- REQUIREMENT -
Retype the data exactly, so that every line matches the original.

- COLLECTED DATA -
....
PR #4898, opened 2024-11-07
Fix test for request conflict with SSNv2

edewata:
The test for request conflict with SSNv2 has been updated to create a duplicate request with the proper `requestId` attribute. With this change the CLI is no longer failing, but it still does not create a new request as expected.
....
- ANSWER BELOW -
PR #4898, opened 2024-11-07
Fix test for request conflict with SSNv2

edewata:
The test for request conflict with SSNv2 has been updated to create a duplicate request with the proper `requestId` attribute. With this change the CLI is no longer failing, but it still does not create a new request as expected.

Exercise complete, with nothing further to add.